THE INPUT:
PR #4490, opened 2026-02-15
Implement user input handling in Flows

joaomdmoura:
## Add `self.ask()` for conversational flows

Flows can now request user input mid-execution via `self.ask()`. This enables conversational patterns like gathering requirements, interactive troubleshooting, multi-turn dialogs, without breaking the flow lifecycle and requiring HITL.

### What it does

```python
class ResearchFlow(Flow):
    @start()
    def gather_and_research(self):
        topic = self.ask("What topic should we research?")
        depth = self.ask("How deep? (brief/detailed/exhaustive)")
        return crew.kickoff(inputs={"topic": topic, "depth": depth})
```

- **`self.ask(message, timeout=None, metadata=None)`** -- pauses the method, prompts the user, returns their response as a string. Works in both sync and async flow methods.
- **Timeout** -- returns `None` when expired, enabling `while (msg := self.ask("You:", timeout=300)) is not None:` loop patterns that always terminate.
- **Metadata** -- bidirectional. Send context to the provider (`metadata={"user_id": "u123"}`), receive context back from the provider via `InputResponse(text="answer", metadata={"responded_by": "u456"})`. Thread-safe by design (no shared mutable state).
- **Auto-checkpoint** -- persists `self.state` before each `ask()` call when persistence is configured, so previously gathered data survives crashes.
- **Non-blocking** -- the flow framework runs sync methods in a thread pool (`asyncio.to_thread`), so `ask()` never blocks the event loop. Parallel listeners execute concurrently even when one is waiting for input.

### How it differs from `@human_feedback`

| | `self.ask()` | `@human_feedback` |
|---|---|---|
| When | Mid-method, inline | Post-method, wraps return value |
| Purpose | Gather input | Review/approve output |
| Can be conditional, looped, called N times | Yes | No (once per decorated method) |
| Routes to listeners via emit | No | Yes |
| Persist and reload flow execution | No | Yes |

They coexist -- same flow can use both.

### DIFF
--- a/lib/crewai/src/crewai/cli/utils.py
+++ b/lib/crewai/src/crewai/cli/utils.py
@@ -468,13 +468,13 @@ def get_flows(flow_path: str = "main.py") -> list[Flow]:
                                         module_attr
                                     ):
                                         flow_instances.append(flow_instance)
-                                except Exception:
+                                except Exception:  # noqa: S112
                                     continue
 
                             if flow_instances:
                                 break
 
-                        except Exception:
+                        except Exception:  # noqa: S112
                             continue
 
                     except (ImportError, AttributeError):
@@ -483,7 +483,7 @@ def get_flows(flow_path: str = "main.py") -> list[Flow]:
             if flow_instances:
                 break
 
-    except Exception:
+    except Exception:  # noqa: S110
         pass
 
     return flow_instances


lib/crewai/src/crewai/flow/flow.py
```diff
@@ -2582,6 +2586,204 @@ async def _execute_single_listener(
...
+
+        Walks the call stack to find the first frame whose function name
+        matches a registered flow method on this instance.
+
+        Returns:
+            The flow method name, or ``"unknown"`` if not found.
+        """
+        import inspect
+
+        for frame_info in inspect.stack():
```
greysonlalonde: this can be brittle in certain threading contexts - we changed [`FlowTrackable`](https://github.com/crewAIInc/crewAI/blob/4aedd58829d6eb7678e8c53ae725a931372a5c5d/lib/crewai/src/crewai/flow/flow_trackable.py#L17) to use contextvars to address some of the bugs arising from stack inspection. Since some of the problems are hard to pin down once they start, we should do the same here or pass the method name explicitly from the flow execution machinery

lib/crewai/src/crewai/flow/flow.py
```diff
@@ -2582,6 +2586,204 @@ async def _execute_single_listener(
...
+                        raw = future.result(timeout=timeout)
+                    except FuturesTimeoutError:
+                        raw = None
+            else:
+                raw = provider.request_input(message, self, metadata=metadata)
+        except KeyboardInterrupt:
+            raise
+        except Exception:
+            logger.debug("Input provider error in ask()", exc_info=True)
+            raw = None
```
greysonlalonde, line 2753: each timed-out `ask()` spawns a thread pool, and when timeout fires, the underlying `provider.request_input()` call is not cancelled, resulting in a running background thread. for `ConsoleProvider`, this means a dangling `input()` call, and can mean network providers may leak connections. this should at minimum call `future.cancel()`

lib/crewai/src/crewai/flow/flow.py
```diff
@@ -784,6 +785,9 @@ def __init__(
         self._pending_feedback_context: PendingFeedbackContext | None = None
         self.suppress_flow_events: bool = suppress_flow_events
 
+        # User input history (for self.ask())
+        self._input_history: list[dict[str, Any]] = []
```
greysonlalonde: would be nice to type this as a `TypedDict`, like `InputHistoryEntry`, so it's easier for llms to gain context on attribute usage in future edits/review

lib/crewai/src/crewai/flow/flow.py
joaomdmoura: Good catch.

Replaced inspect.stack() with a current_flow_method_name contextvar, following the same pattern we already use for current_flow_id and current_flow_request_id in flow_context.py.

The contextvar is set in _execute_method before the sync/async branch (and before copy_context()), so it propagates correctly into the thread pool for sync methods. Each concurrent method execution gets its own context via copy_context(), so parallel listeners see their own method name with no race condition. Cleaned up with reset(token) in a finally block.

_resolve_calling_method_name() and the inspect import are deleted entirely. ask() now just reads current_flow_method_name.get("unknown") -- O(1), thread-safe, no stack walking.

Will push soon

lib/crewai/src/crewai/flow/flow.py
joaomdmoura: Added InputHistoryEntry as a TypedDict in flow/types.py (alongside the existing FlowMethodData, ExecutionMethodData, etc.) and updated _input_history to list[InputHistoryEntry]. All six fields are now explicitly typed and documented.

Will push soon

lib/crewai/src/crewai/flow/flow.py
joaomdmoura: This was actually worse than a thread leak.

The with ThreadPoolExecutor block calls shutdown(wait=True) on exit, which means after timeout fires, the flow deadlocks waiting for the provider thread to finish (e.g., input() blocks forever). The timeout was functionally broken for any blocking provider.

Fixed by replacing the with block with manual executor management:

```
executor = ThreadPoolExecutor(max_workers=1)
future = executor.submit(provider.request_input, message, self, metadata)
try:
    raw = future.result(timeout=timeout)
except FuturesTimeoutError:
    future.cancel()
    raw = None
finally:
    executor.shutdown(wait=False, cancel_futures=True)
```

- future.cancel() on timeout: cleans up if the task hasn't started yet.
- executor.shutdown(wait=False, cancel_futures=True): doesn't block waiting for the running thread, and cancels any queued tasks.

One thing to note: 
future.cancel() can't interrupt an already-running thread (there's no safe way to kill a thread blocked on input() or a socket call). 
The underlying request_input() may continue running until it completes naturally.

Not necessarily an issue since in prod we won't be relying on `input`

greysonlalonde (approved):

TASK DETAILS: Above this task is a listing. Restate, word for word and with nothing added, the lines from the one with "- **Metadata** -- bidirectional." through the one with "Review/approve output |".

ANSWER TO THIS EXERCISE:
- **Metadata** -- bidirectional. Send context to the provider (`metadata={"user_id": "u123"}`), receive context back from the provider via `InputResponse(text="answer", metadata={"responded_by": "u456"})`. Thread-safe by design (no shared mutable state).
- **Auto-checkpoint** -- persists `self.state` before each `ask()` call when persistence is configured, so previously gathered data survives crashes.
- **Non-blocking** -- the flow framework runs sync methods in a thread pool (`asyncio.to_thread`), so `ask()` never blocks the event loop. Parallel listeners execute concurrently even when one is waiting for input.

### How it differs from `@human_feedback`

| | `self.ask()` | `@human_feedback` |
|---|---|---|
| When | Mid-method, inline | Post-method, wraps return value |
| Purpose | Gather input | Review/approve output |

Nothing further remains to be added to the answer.